ASSIGNED TASK: Would you show every line from the records that holds "entry"?

*** Opening DATA TO PROCESS ***

PR #811, opened 2026-09-02
fix(mail): delete the site's push subscriptions when a user is disabled

s-aga-r:
## Summary
- Disabling a user now deletes this site's push subscriptions on the mail server. Only subscriptions carrying the site's deterministic device client id are removed; the user's custom subscriptions stay.
- New `delete_site_push_subscriptions` helper in the Push Subscription module, sharing the per-id error reporting with the existing delete path.
- New `delete_push_subscriptions_on_disable` User handler, first in the `on_update` list so it runs ahead of `apply_disabled_account_role`, whose Stalwart role may cut the JMAP access the deletion needs.
- The JMAP connection factory gains an explicit `allow_disabled` keyword, passed only by this cleanup, so it can reach the mail server for a user whose record already reads as disabled. Requests never pass it.
- Re-enable needs no counterpart: login healing recreates the site subscription on the user's next sign-in.

## Test plan
- 10 new unit tests in `suite/mail/tests/test_push_subscription_healing.py` cover filtering by device client id, skipping the delete when nothing matches, surfacing server-side errors, the handler's guards, log-not-raise on failure, and the connection factory refusing disabled users unless `allow_disabled` is passed while still refusing missing users. Module passes (37 tests).
- Verified live on a dev site by disabling a JMAP-configured user inside a rolled-back transaction with the User document cache cleared: the handler ran before the disabled-role handler, the connection opened with the record reading disabled, the delete succeeded, and no Error Log entry was written.

### DIFF
--- a/suite/hooks.py
+++ b/suite/hooks.py
@@ -253,12 +253,10 @@ doc_events = {
             "suite.drive.utils.users.create_drive_settings",
             "suite.mail.events.create_user_settings",
         ],
-        # Before save, not on update: the mail server is still reachable for the user while
-        # the record reads as enabled (see delete_push_subscriptions_on_disable).
-        "before_save": [
-            "suite.mail.events.delete_push_subscriptions_on_disable",
-        ],
         "on_update": [
+            # First: the disabled account role applied below may cut the JMAP access the
+            # deletion needs.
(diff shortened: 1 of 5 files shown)


s-aga-r:
@greptileai review

PR #830, opened 2026-09-07
fix(mail): check the account belongs to the caller before reading it

krantheman:
`get_mailboxes` and `get_quota` took an account id from the caller and checked only that the caller had a JMAP account of their own — never that this one was it. Both read the local tables through `frappe.get_all`, which bypasses permissions, and neither reaches a JMAP service, so there was no ownership check further down to fall back on either.

Both now call `is_jmap_account_belongs_to_user`, as the six other account-scoped endpoints in `mail.py` already did. Tests cover both endpoints in both directions — the owner reads their own, another user is refused.

`get_quota` wasn't in the report; it turned up looking for the same shape elsewhere. Two other candidates were false alarms and are left alone: `verify_otp` takes a signup token rather than an account, and `get_address_book_contact_count` resolves ownership through its JMAP service.


Darshan060224:
Could you also let me know whether a security advisory will be published for this issue, and whether a CVE will be assigned? I’d also appreciate being credited as the reporter in the advisory,

PR #851, opened 2026-09-11
feat(calendar): name the mailing list in the To header of member invites

s-aga-r:
## Summary
- A mailing list invited to an event now stays on it as a group participant with `scheduleAgent: none`, and each member added for it points back at the list through `memberOf` (RFC 8984 §4.4.6). Stalwart round-trips both fields.
- Invitation, update and cancellation mail to a member now carries the list in its **To** header, the way any other mail to the list arrives. The SMTP envelope, the `.ics` ATTENDEE and the RSVP link stay the member's own, so each member still gets their own copy and their own response link.
- The list itself is never mailed: the sender skips unscheduled participants, and the update diff ignores them so removing nothing never produces a stray cancel.
- The iTIP ATTENDEE records the membership with `MEMBER="mailto:list@..."`, and the group line goes out with `RSVP=FALSE`.
- Re-expansion on every save is now membership-aware: members still on the list keep their entry and recorded RSVP, members who left are dropped (and get a cancellation), and removing the list from the event uninvites its members. A list an admin deleted from the directory leaves its members alone.
- The size cap counts invited participants only; the display-only list entry does not use a slot.
- `Event Participant` gains `schedule_agent` and `member_of`; the JMAP serialiser and read model carry both. No frontend change: it sends the API's participant objects back unchanged.

Only the custom-invite path is affected. When custom invites are off, Stalwart builds the iMIP itself and keeps naming the member.

## Test plan
- [x] `bench --site s2 run-tests --module suite.calendar.tests.test_calendar_mailing_list_participants` passes (29 tests), including new cases for later saves, list removal, directory deletion, To-header resolution and the ATTENDEE output.
- [x] End-to-end against a live JMAP server: stored list-shaped participants through `add_calendar_event`, read them back, and ran `notify_participants` with the queue write captured. The member's mail read `To: Team <team@example.com>` with only the member in the envelope; the list got no mail; the ATTENDEE line carried `MEMBER`.
- [x] `TestMailingListInvite` (real Stalwart directory) needs a site with Stalwart admin credentials; it skips on the local bench.


s-aga-r:
@greptileai review

s-aga-r:
@greptileai review

PR #903, opened 2026-09-19
feat(mail): delete identities from settings

s-aga-r:
## Summary
- Mail UI > Settings > Identity gains a Delete button with a confirm dialog, mirroring Participant Identity in Calendar settings. Until now identities could only be deleted from the desk.
- The button is shown only when the server reports the identity as deletable (JMAP `mayDelete`, exposed as `may_delete`). Deletion goes through the existing whitelisted `Identity.bulk_delete`.
- The selection stays valid after create/delete/account switch by falling back to the first identity, and the page shows an empty state once the last identity is gone (Stalwart does not re-create the primary one).
- The Stalwart integration test for identity settings now deletes through `bulk_delete` by document name, the path the UI uses, and asserts the `may_delete` flag the button keys on.

## Test plan
- Verified on a live Stalwart-backed account: created a throwaway identity, deleted it via the new button and confirm dialog, confirmed via the API it was gone and the selection fell back to the remaining identity.
- Deleted the account's only identity: empty state appears, Delete button disappears; re-created it via New and the form returned.
- `cd frontend && npx vitest run src/apps/mail` passes (277 tests). `ruff` passes on the test file.
- `suite.mail.tests.test_mail_identity_settings` needs a Stalwart admin credential to run; not executed locally.


s-aga-r:
@greptileai review

PR #7461, opened 2021-02-11
fix autoclave of TC dusts / allow autocrafting of Galacticraft items

GTNH-Afx237v7:
fix molten void autoclave recipe of TC crystal powders only giving air shards instead of their respective shards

*** Closing DATA TO PROCESS ***

REPLY TO THE EXERCISE:
- Verified live on a dev site by disabling a JMAP-configured user inside a rolled-back transaction with the User document cache cleared: the handler ran before the disabled-role handler, the connection opened with the record reading disabled, the delete succeeded, and no Error Log entry was written.
- Re-expansion on every save is now membership-aware: members still on the list keep their entry and recorded RSVP, members who left are dropped (and get a cancellation), and removing the list from the event uninvites its members. A list an admin deleted from the directory leaves its members alone.
- The size cap counts invited participants only; the display-only list entry does not use a slot.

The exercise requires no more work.